- Problem details -
Below are the records. How many of their lines contain "linking"? Give only the number.

- Records for this task -
========================================================================
PR #1962, opened 2025-03-12
Allow submitting transactions ignoring follow events

### LINKED ISSUE #1956: Allow submitting transactions via `ChainHeadBackend` to _not_ track follow events
Currently, when a transaction is submitted via `submit_transaction()` on the `ChainHeadBackend`, we connect transaction events with follow events to attempt to have valid `BlockRef`s for any block mentioned in the transaction events. This helps to guarantee that information about the block hashes handed back via transaction events (finalized blocks in particular) is instantly accessible.

In some cases, this might cause an issue:
1. Finalization is lagging on the chain and so we end up waiting so long for a finalized block event that the transaction submission times out, or the `chainHead_follow` subscription emits a `stop` event because we're holding onto too many old blocks while waiting to see a finalized one.
2. We want to return transaction submission events ASAP and want to avoid any delay in linking them with follow event hashes.
3. We simply want to eliminate the possibilty that any `chainHead_follow` "stop" event will hamper our ability to submit and monitor the submission of transactions through to completion.

To do this, we could add a config option to `ChainHeadBackendBuilder` which disables the linking, and documents the perils of doing so. Notably some of the "default" subxt APis may sporadically fail (eg `sign_and_submit_then_watch`).

I'm not completely sure whether we should do this yet, but worth a thought!

jsdw:
Closes #1956

### DIFF
--- a/subxt/src/backend/chain_head/mod.rs
+++ b/subxt/src/backend/chain_head/mod.rs
@@ -48,6 +48,7 @@ pub use subxt_rpcs::methods::chain_head::ChainHeadRpcMethods;
 pub struct ChainHeadBackendBuilder<T> {
     max_block_life: usize,
     transaction_timeout_secs: usize,
+    submit_transactions_ignoring_follow_events: bool,
     _marker: std::marker::PhantomData<T>,
 }
 
@@ -63,6 +64,7 @@ impl<T: Config> ChainHeadBackendBuilder<T> {
         Self {
             max_block_life: usize::MAX,
             transaction_timeout_secs: 240,
+            submit_transactions_ignoring_follow_events: false,
             _marker: std::marker::PhantomData,
         }
     }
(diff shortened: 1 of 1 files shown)


subxt/src/backend/chain_head/mod.rs
```diff
@@ -558,170 +588,230 @@ impl<T: Config + Send + Sync + 'static> Backend<T> for ChainHeadBackend<T> {
...
+            submit_transaction_ignoring_follow_events(extrinsic, &self.methods).await
+        } else {
+            submit_transaction_tracking_follow_events::<T>(
+                extrinsic,
+                self.transaction_timeout_secs as u64,
+                &self.methods,
+                &self.follow_handle,
+            )
+            .await
+        }
```
jsdw, line 814: I just moved the existing logic into `submit_transaction_tracking_follow_events` and added an alternative path which is muc hsimpler for ignoring them

subxt/src/backend/chain_head/mod.rs
```diff
@@ -84,11 +86,35 @@ impl<T: Config> ChainHeadBackendBuilder<T> {
...
+    ///
+    /// Calling this method turns off this synchronization, speeding up the response and removing any reliance
+    /// on the `chainHead_follow` subscription continuing to run without stopping throughout submitting a transaction.
+    ///
+    /// # Warning
+    ///
+    /// This can lead to errors when calling APIs like `wait_for_finalized_success`, which will try to retrieve events
+    /// at the finalized block, because there will be a race and the finalized block may not be available for querying
+    /// yet.
+    pub fn submit_transactions_ignoring_follow_events(mut self) -> Self {
```
niklasad1, line 113: a little long name :)

I don't have a better suggestion in mind though

niklasad1 (approved):

subxt/src/backend/chain_head/mod.rs
jsdw: Yeah; it's quite long but also quite a rare thing to set I would hope, so I don't mind I guess!

michalkucharczyk:
Thank you!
========================================================================
- Result of the exercise -
2